What’s in My Glass? Furmint

Ok, so this kookie Hungarian Grape has actually been in my glass a few times in recent months, but life being what it is (and Google continuously changing searches for “Furmint” to “Ferment”) it’s taken several bottles for me to figure out this enigmatic little fellow.

That’s right, Furmint is the name of this golden-skinned grape and it’s mainly known for intensely sweet Tokai dessert wines. These honeyed and nutty beauties have been Hungary’s claim to fame for millennia (literally).

Now, however, the variety is used to make delicious (and affordable) dry white wines which range from round, soft, and buttery in the mouth to light and fresh (think fresh white bread with a dab of peach or pear marmalade).

My latest Furmint adventure was with Château Pajzos, Tokaji Furmint 2011. This light wine had great pear and apricot aromas, and just a hint of butter–like a healthy fruit dessert with enough zippy acidity to leave you feeling slender even after a whole bottle.  This one would work well with light fish dishes, simple grilled chicken, or with a fresh springtime pasta (like this one from the Food Network.)


Furmint Uncorked:


Laura Loves: Intensely sweet Tokai dessert wines–think Baklava with alcohol.
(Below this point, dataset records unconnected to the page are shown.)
PR #673, opened 2023-03-17
fix: issue with sass import warning

nmerget:


packages/components/package.json
```diff
@@ -14,7 +14,7 @@
     "build": "npm-run-all build:*",
     "build:mitosis": "mitosis build",
     "build:mv-styles": "cpr src build -o -f \"(.ts|.tsx|.md)$\"",
-    "build:sass": "sass build --no-source-map --load-path=node_modules/ --load-path=../../node_modules/ --future-deprecation=import",
+    "build:sass": "sass build --no-source-map --load-path=node_modules/ --load-path=../../node_modules/",
```
mfranzke, line 17:
```suggestion
    "build:sass": "sass build --no-source-map --load-path=node_modules/ --load-path=../../node_modules/ --future-deprecation=import",
```

why remove it? It might be a good reminder in case somebody still uses it.

packages/foundations/package.json
```diff
@@ -11,7 +11,7 @@
   "scripts": {
     "build": "npm-run-all build:*",
     "build:01_style-dictionary": "node style-dictionary.js && npm run copy:scss",
-    "build:02_css": "sass --no-source-map --load-path=node_modules/ --load-path=../../node_modules/ build/scss/:build/css/ --future-deprecation=import",
+    "build:02_css": "sass --no-source-map --load-path=node_modules/ --load-path=../../node_modules/ build/scss/:build/css/",
```
mfranzke, line 14:
```suggestion
    "build:02_css": "sass --no-source-map --load-path=node_modules/ --load-path=../../node_modules/ build/scss/:build/css/ --future-deprecation=import",
```

why remove it? It might be a good reminder in case somebody still uses it.

nmerget: https://github.com/db-ui/mono/pull/673#discussion_r1140391061

packages/components/package.json
mfranzke: but than it wouldn't hurt to leave that check in there, would it ?

PR #1371, opened 2023-08-07
docs(angular): removed incorrect `:empty` pseudo selector assumption

mfranzke:
Resolves https://github.com/db-ui/mono/issues/1370


nmerget:
But why shouldn't we inform the developer about the `:empty`? It does not work in angular but in other frameworks. I used it and had problems. So somehow I want to write down my experience :S

mfranzke:
> But why shouldn't we inform the developer about the `:empty`? It does not work in angular but in other frameworks. I used it and had problems. So somehow I want to write down my experience :S

Because it's not related to Angular (which "only" adds a comment, that isn't influenced by `:empty`), but adding whitespaces that are actually related to `:empty`.

nmerget:
It's not about the whitespaces ^.^

Like I wrote here: https://github.com/db-ui/mono/pull/1301#discussion_r1286803964

The problem are the comments inside custom components

nmerget (approved):

nmerget (approved):

Issue #1372, opened 2023-08-07
Incorrect local font names


mfranzke:
### Which generators are impacted?

- [X] All
- [ ] HTML
- [ ] React
- [ ] Angular
- [ ] Vue
- [ ] Web components
- [ ] Power Apps

### Reproduction case

Open https://db-ui.github.io/mono/ and you'll recognize that we're still loading DB Web Fonts that should actually get referenced from locally installed fonts.

### Expected Behaviour

Locally installed fonts would be the source for font rendering, so that those DB Web Fonts wouldn't need to get loaded on DB managed devices, on which those are preinstalled.

### Screenshots

<img width="1767" alt="image" src="https://github.com/db-ui/mono/assets/787658/d3c82a67-80b6-4e5a-9700-4692d8ab23f9">

### Browser version

None

### Add any other context about the problem here.

Font overview: https://marketingportal.extranet.deutschebahn.com/marketingportal/Marke-und-Design/Basiselemente/Typografie/Fuer-digitale-Anwendungen

PR #1373, opened 2023-08-07
fix: defined correct local font names #1372

mfranzke:
Resolves https://github.com/db-ui/mono/issues/1372

### DIFF
--- a/packages/foundations/scss/_font-faces.scss
+++ b/packages/foundations/scss/_font-faces.scss
@@ -24,7 +24,7 @@
 	font-style: normal;
 	font-weight: $db-font-db-screensans-regular-font-weight;
 	src:
-		local($db-font-db-screensans-regular-name),
+		local($db-font-db-screensans-regular-local-name),
 		url($fonts-path + $db-font-db-screensans-regular-woff2) format("woff2");
 }
 
--- a/packages/foundations/tokens/font.jsonc
+++ b/packages/foundations/tokens/font.jsonc
@@ -7,6 +7,12 @@
 					"target": "web"
 				}
 			},
+			"local-name": {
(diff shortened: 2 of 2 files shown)


packages/components/src/fonts.html
```diff
@@ -0,0 +1,43 @@
+<!doctype html>
```
nmerget, line 1: We should add another vite app in foundations with this file and maybe colors & icons. So we could watch it separately from components?

mfranzke: I've opened a followUp task for this, to get this "fix" out of the door asap:
https://github.com/db-ui/mono/issues/1405

packages/foundations/scss/_font-faces.scss
```diff
@@ -6,7 +6,8 @@
 	font-style: normal;
 	font-weight: $db-font-db-screenhead-light-font-weight;
 	src:
-		local($db-font-db-screenhead-light-name),
+		local($db-font-db-screenhead-light-local-name),
+		local($db-font-db-screenhead-light-local-name-mac),
```
mfranzke, line 10: I'm struggling whether we should change the order of these, as the `*-name-mac`-variants include the name of the files according to the original names (`DB Screen Sans`), whereas the `*-name*` only include `DB Sans` etc.
So the cascade might be better to have `DB Screen Sans` and then `DB Sans`

mfranzke: Or we call these variables `*-name` and `*-name-alternative` (for the shorter Windows names).

nmerget: Feel free to rename it :)

nmerget (approved):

The word “puttonyos” which describes how concentrated sweet tokai wines are, with more “puttonyos” equating to sweeter, and rarer wines.

Seeing Furmint on NYC menus at The Dutch &Terroir.

This article from Food & Wine on Hungarian wines.

Fun Facts: Common synonyms for Furmint include Sipon, Mosler, Posip, Zilavka, Moslavac Bijeli and Zapfner with dozens more derivations of those spellings.

Furmint has been cultivated in Hungary since at least the 13th century when the king ordered that it be replanted following the Mongolian invasion.